Last Call Review of draft-ietf-pals-endpoint-fast-protection-04
review-ietf-pals-endpoint-fast-protection-04-tsvart-lc-black-2016-12-05-00

Request Review of draft-ietf-pals-endpoint-fast-protection
Requested rev. no specific revision (document currently at 05)
Type Last Call Review
Team Transport Area Review Team (tsvart)
Deadline 2016-12-06
Requested 2016-11-22
Authors Yimin Shen, Rahul Aggarwal, Wim Henderickx, Yuanlong Jiang
Draft last updated 2016-12-05
Completed reviews Genart Last Call review of -04 by Dale Worley (diff)
Secdir Last Call review of -04 by Chris Lonvick (diff)
Opsdir Last Call review of -04 by Susan Hares (diff)
Rtgdir Early review of -00 by Mach Chen (diff)
Rtgdir Early review of -00 by John Drake (diff)
Tsvart Last Call review of -04 by David Black (diff)
Assignment Reviewer David Black 
State Completed
Review review-ietf-pals-endpoint-fast-protection-04-tsvart-lc-black-2016-12-05
Reviewed rev. 04 (document currently at 05)
Review result Ready with Issues
Review completed: 2016-12-05

Review
review-ietf-pals-endpoint-fast-protection-04-tsvart-lc-black-2016-12-05

I've reviewed this document as part of TSV-ART's ongoing effort to review key IETF documents.
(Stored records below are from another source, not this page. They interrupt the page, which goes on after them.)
PR #126, opened 2022-11-21
remove dependency on `opencv-python`

zacharyburnett:
Resolves [AL-691](https://jira.stsci.edu/browse/AL-691)

This PR removes unconditional dependency on `opencv-python` added in a previous PR; this was causing installation issues on some users' platforms.

I am also exploring replacing usage of `opencv-python` with `scikit-image`

**Checklist**
- [x] updated relevant tests
- [x] added relevant label(s)

### DIFF
--- a/CHANGES.rst
+++ b/CHANGES.rst
@@ -5,7 +5,7 @@ General
 -------
 
 - Moved build configuration from ``setup.cfg`` to ``pyproject.toml`` to support PEP621 [#95]
-
+- made dependency on ``opencv-python`` conditional [#126]
 
 ramp_fitting
 ~~~~~~~~~~~~
--- a/pyproject.toml
+++ b/pyproject.toml
@@ -15,7 +15,6 @@ dependencies = [
     'astropy >=5.0.4',
     'scipy >=1.6.0',
     'numpy >=1.17',
-    'opencv-python >=4.6.0.66',
 ]
 dynamic = ['version']
 
@@ -35,6 +34,9 @@ test = [
     'pytest-cov',
     'pytest-doctestplus',
     'pytest-openfiles >=0.5.0',
+]
+opencv = [
+    'opencv-python >=4.6.0.66',
 ]
 
 [project.urls]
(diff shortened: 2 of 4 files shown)


zacharyburnett:
`opencv-python` is currently used in four functions in `jump.py`:
https://github.com/spacetelescope/stcal/blob/33aa4f4c808a22ca4d822b91b5d6aa8fc6969b83/src/stcal/jump/jump.py#L380-L398
https://github.com/spacetelescope/stcal/blob/33aa4f4c808a22ca4d822b91b5d6aa8fc6969b83/src/stcal/jump/jump.py#L401-L427
https://github.com/spacetelescope/stcal/blob/33aa4f4c808a22ca4d822b91b5d6aa8fc6969b83/src/stcal/jump/jump.py#L430-L437
https://github.com/spacetelescope/stcal/blob/33aa4f4c808a22ca4d822b91b5d6aa8fc6969b83/src/stcal/jump/jump.py#L440-L449

zacharyburnett:
looking into replacing shape construction with `scikit-image`, it appears there is a crucial difference in the drawing method:
```python
import cv2
import numpy
from matplotlib import pyplot
from skimage import draw

image_0 = numpy.full((10, 10), fill_value=0, dtype=numpy.uint8)

center = (4, 4)
radius = 4

disk = draw.disk(center, radius)
image_1 = image_0.copy()
image_1[disk] = 1

image_2 = cv2.circle(image_0.copy(), center, radius, 1, thickness=-1)

figure, axes = pyplot.subplots(nrows=1, ncols=2)

axes[0].imshow(image_1)
axes[0].set_title('scikit-image')

axes[1].imshow(image_2)
axes[1].set_title('opencv')

pyplot.show()
```
Figure_1

zacharyburnett:
@hbushouse for the goal of removing dependence on `opencv-python`, do you think I should explore replacing with `scikit-image`, or is a conditional import for the affected functions (the current state of this PR) sufficient for this use case?

hbushouse:
> @hbushouse for the goal of removing dependence on `opencv-python`, do you think I should explore replacing with `scikit-image`, or is a conditional import for the affected functions (the current state of this PR) sufficient for this use case?

For now let's just stick with the conditional import contained in this PR. It appears the replacement with `scikit-image` will take more work to ensure the same results.

hbushouse (approved):
Looks OK to me, but there's a CI failure (code style) that needs fixing.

These comments were written primarily for the transport area directors, but are copied to the document's authors for their information and to allow them to address any issues raised. When done at the time of IETF Last Call, the authors should consider this review together with any other last-call comments they receive. Please always CC tsv-art@ietf.org if you reply to or forward this review.

This draft specifies local pseudowire (PW) repair mechanisms to quickly react to PW egress failures by rerouting traffic around the failure until slower-to-react repair mechanisms at larger scope are able to effect longer term repairs, e.g., via network topology changes.

-- TSV-ART review comments:

I found a couple of minor transport-related issues, both of which should be resolvable with modest amounts of additional explanation:

* ECMP: The ECMP discussion in Section 4.1 on Applicability takes a conservative approach to avoiding packet reordering by recommending (SHOULD) that the entire ECMP set be rerouted as part of local repair.  It's not clear what sort of ECMP is involved, as that acronym is used without a reference (or even expansion), so I'd suggest citing a reference.   If the ECMP used is flow-aware so that reordering across ECMP branches within an ECMP set does not cause reordering within any of the flows involved, then it ought to be safe from a reordering perspective to reroute an ECMP branch or set of branches that are less than the full ECMP set, although such partial rerouting could cause potentially undesirable forwarding latency differences within the ECMP set.  This ought to be discussed, as situations in which rerouting the entire ECMP bundle is overly conservative seem likely to arise in practice.

* Traffic Engineering: Considering the intended speed of local repair, "order of tens of milliseconds" in the abstract, the bandwidth used by the repair paths has to be provisioned in advance of any failure that causes repair path usage - traffic engineering is a likely means of provisioning that bandwidth.  I see "TE domain," "TE metric" and "TE path," which I assume refer to Traffic Engineering, but that TE acronym is not expanded, and I did not find text requiring traffic engineering and/or advance (bandwidth) provisioning of repair paths.  I assume that this advance bandwidth provisioning of repair paths is intended as part of local repair, as not doing that invites immediate repair path failure due to lack of forwarding resources, which is definitely not desired.  A sentence or two ought to be added to point this bandwidth provisioning requirement out, possibly in Section 4.1 (Applicability).  Adding that text would also reinforce the conclusion in the Security Considerations section that local repair reroutes are not a security threat, as the new text would add the rationale that local repair reroutes are anticipated and planned for by the network operator's traffic engineering.

--  Other comments:

* Having found two acronyms that were not expanded, I'd suggest a general look for such acronyms.   OTOH, this is an area of network technology where many acronyms are in common use, and hence expansion of every acronym on first use may be excessive - among the ways of avoiding this could be citation of a reference at the start of Section 3 where commonly used PW terms and acronyms are defined.